= What you are asked to do =
Filter the data below for the string "does" and copy each matching line.
### Extracted information
PR #1298, opened 2025-11-09
fix(genai): Add validation for empty contents in Gemini API requests

yashwantbezawada:
## Summary

Fixes issue where invoking `ChatGoogleGenerativeAI` with only a `SystemMessage` causes a cryptic 400 error from the Gemini API.

**Related Issue:** langchain-ai/langchain-google#1351

## Problem

The Gemini API requires at least one non-system message (content) in the request. When only a `SystemMessage` is provided:
1. The message gets extracted as `system_instruction` in `_parse_chat_history()`
2. The `contents` array becomes empty
3. The Gemini API rejects the request with: `"Invalid argument provided to Gemini: 400 * GenerateContentRequest.contents: contents is not specified"`

## Solution

This PR adds validation after message parsing to check if the `history` (contents) array is empty and raises a clear `ValueError` with actionable guidance:

```python
# Validate that we have at least one content message for the API
if not history:
    msg = (
        "No content messages found. The Gemini API requires at least one "
        "non-system message (HumanMessage, AIMessage, etc.). "
        "If you only have a SystemMessage, please set "
        "convert_system_message_to_human=True when initializing the model, "
        "or include additional messages in your input."
    )
    raise ValueError(msg)
```

## Changes

- Added validation in `_prepare_request()` method (lines 2353-2362)
- Added two unit tests:
  - `test_system_message_only_raises_error()` - Verifies the error is raised
  - `test_system_message_with_convert_flag_works()` - Verifies the workaround works

## Testing

The fix includes comprehensive unit tests that verify:
1. A `ValueError` is raised when only a `SystemMessage` is provided
2. The error message guides users to the correct solution
3. The workaround (`convert_system_message_to_human=True`) works correctly

## Backward Compatibility

This change is backward compatible:
- No changes to existing successful use cases
- Only affects the edge case of passing only a `SystemMessage`, which previously failed with a cryptic error
- Now fails fast with a helpful error message

### DIFF
--- a/libs/genai/tests/integration_tests/test_chat_models.py
+++ b/libs/genai/tests/integration_tests/test_chat_models.py
@@ -27,7 +27,7 @@ from langchain_google_genai import (
     Modality,
 )
 
-_MODEL = "gemini-flash-lite-latest"
+_MODEL = "models/gemini-2.5-flash"
 _VISION_MODEL = "models/gemini-2.0-flash-001"
 _IMAGE_OUTPUT_MODEL = "models/gemini-2.0-flash-exp-image-generation"
 _AUDIO_OUTPUT_MODEL = "models/gemini-2.5-flash-preview-tts"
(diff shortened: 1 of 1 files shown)


yashwantbezawada:
## Important Correction

I've updated the PR to fix an error in the original implementation:

**The `convert_system_message_to_human` flag does NOT help with single `SystemMessage` scenarios.**

After careful code review, I discovered that `convert_system_message_to_human` only merges the system instruction with a subsequent `HumanMessage` at position `i==1` in the message processing loop (see line 703). It does not convert a standalone `SystemMessage` into a `HumanMessage`.

### Changes Made:
1. **Updated error message** to remove the misleading suggestion about `convert_system_message_to_human`
2. **Updated test** from `test_system_message_with_convert_flag_works()` to `test_system_message_with_additional_message_works()` to test the correct usage pattern (SystemMessage + HumanMessage)

### Correct Solution:
Users encountering this error should include at least one additional message alongside any `SystemMessage`:
```python
# ✓ This works
ChatGoogleGenerativeAI(model="gemini-2.0-flash-lite").invoke([
    SystemMessage(content="You are a helpful assistant"),
    HumanMessage(content="Hello")
])
```

The updated error message now correctly states:
> "No content messages found. The Gemini API requires at least one non-system message (HumanMessage, AIMessage, etc.) in addition to any SystemMessage. Please include additional messages in your input."

Issue #1380, opened 2025-11-24
ChatAnthropicVertex: BlockType Image not correct for LangChain 1.X


qvalentin:
### Package (Required)

- [ ] langchain-google-genai
- [x] langchain-google-vertexai
- [ ] langchain-google-community
- [ ] Other / not sure / general

### Checked other resources

- [x] I added a descriptive title to this issue
- [x] I searched the LangChain documentation and API reference (linked above)
- [x] I used the GitHub search to find a similar issue and didn't find it
- [x] I am sure this is a bug and not a question or request for help

### Example Code (Python)

```python
see PR
```

### Error Message and Stack Trace (if applicable)

```shell

```

### Description

With LangChain 1.X the format for content blocks did change: https://docs.langchain.com/oss/python/migrate/langchain-v1?ref=blog.langchain.com&ajs_aid=0774ee46-591d-412c-9f8a-5a5e3c7d21e3&ajs_uid=e4ce8b88-c947-4b00-a445-d0c3eb21f3be#what-changed

This is currently not supported by _format_message_anthropic for images.

PR #1381, opened 2025-11-24
fix(vertexai): `ChatAnthropicVertex` support images with `langchain 1.X`

qvalentin:
fixes https://github.com/langchain-ai/langchain-google/issues/1380

### DIFF
--- a/libs/community/langchain_google_community/__init__.py
+++ b/libs/community/langchain_google_community/__init__.py
@@ -15,6 +15,10 @@ from langchain_google_community.calendar.toolkit import (
     GetCalendarsInfo,
     GetCurrentDatetime,
 )
+from langchain_google_community.callbacks import (
+    AsyncBigQueryCallbackHandler,
+    BigQueryCallbackHandler,
+)
 from langchain_google_community.docai import DocAIParser, DocAIParsingResults
 from langchain_google_community.documentai_warehouse import DocumentAIWarehouseRetriever
 from langchain_google_community.drive import GoogleDriveLoader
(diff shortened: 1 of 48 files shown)


libs/vertexai/tests/unit_tests/test_anthropic_utils.py
```diff
@@ -785,25 +786,11 @@ def test_format_messages_anthropic_with_mixed_messages() -> None:
...
-                            "source_type": "url",
-                            "url": "data:image/png;base64,/9j/4AAQSk",
-                        },
-                        {
-                            "type": "image",
-                            "source_type": "base64",
-                            "mime_type": "image/png",
-                            "data": "/9j/4AAQSk",
-                        },
-                        {"type": "image", "source_type": "id", "id": "1"},
```
mdrxy, line 806: we must continue to maintain support for these input formats; we should not remove these tests

libs/vertexai/tests/unit_tests/test_anthropic_utils.py
```diff
@@ -828,14 +815,6 @@ def test_format_messages_anthropic_with_mixed_messages() -> None:
...
                             },
                         },
-                        {
-                            "type": "image",
-                            "source": {
-                                "type": "base64",
-                                "media_type": "image/png",
-                                "data": "/9j/4AAQSk",
-                            },
-                        },
```
mdrxy, line 838: same here

libs/vertexai/tests/unit_tests/test_anthropic_utils.py
qvalentin: LC 1.X had the breaking change, but sure, it does not hurt us to be backward compatible here.

HerrIvan:
any chance of releasing this? it is really affecting our end users.
can we in the community help further or does it only depend on someone langchain-ai approving it?

lkuligin (approved):

PR #1387, opened 2025-11-26
fix(genai): use tool_call_schema to exclude injected arguments

cyhhao:
## Problem

When using tools that have injected parameters like `ToolRuntime`, `InjectedState`, or `InjectedStore`, Google Genai's tool conversion fails with:

```
PydanticInvalidForJsonSchema: Cannot generate a JsonSchema for core_schema.CallableSchema
```

This happens because `_format_base_tool_to_function_declaration` uses `tool.args_schema` which includes all parameters, including injected ones that contain `Callable` types that Pydantic cannot serialize to JSON schema.

## Solution

Use `tool.tool_call_schema` instead of `tool.args_schema`. The `tool_call_schema` property (from langchain-core's `BaseTool`) already handles filtering out injected arguments, making it the correct schema to use when binding tools to models.

This is consistent with how `langchain-core`'s `convert_to_openai_function` handles tools - it uses `tool.tool_call_schema` (see [`_format_tool_to_openai_function`](https://github.com/langchain-ai/langchain/blob/master/libs/core/langchain_core/utils/function_calling.py#L297)).

## Testing

Tested locally with a tool using `ToolRuntime` parameter - the error is resolved and the tool works correctly with Google Gemini models.

## Related

- langchain-core's `BaseTool.tool_call_schema` property: filters out injected arguments
- OpenAI function conversion already uses `tool_call_schema`


mdrxy:
deferring until completion of migration to unified SDK

mdrxy:
Hi, `langchain-google-genai 4.0.0` is going out now! Would you mind verifying that this issue persists in the new release, and rebasing this PR against `main` if so?

mdrxy:
Thanks for the contribution!

This PR/issue has been inactive for a while, so we're going to close it for now to keep things tidy.

If this is still relevant, feel free to reopen it or start a new discussion with updated context. We're happy to take another look.

Thanks again! 🙏

PR #1418, opened 2025-12-08
chore(community): bump lint max ver to python 3.14

spartandingo:


spartandingo:
as per the comment in `.github/workflows/_lint.yml`, looks like max lint version should be the max supported python version. currently it's still at 3.12. bumping to 3.14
######
= Task response =
**The `convert_system_message_to_human` flag does NOT help with single `SystemMessage` scenarios.**
After careful code review, I discovered that `convert_system_message_to_human` only merges the system instruction with a subsequent `HumanMessage` at position `i==1` in the message processing loop (see line 703). It does not convert a standalone `SystemMessage` into a `HumanMessage`.
qvalentin: LC 1.X had the breaking change, but sure, it does not hurt us to be backward compatible here.
can we in the community help further or does it only depend on someone langchain-ai approving it?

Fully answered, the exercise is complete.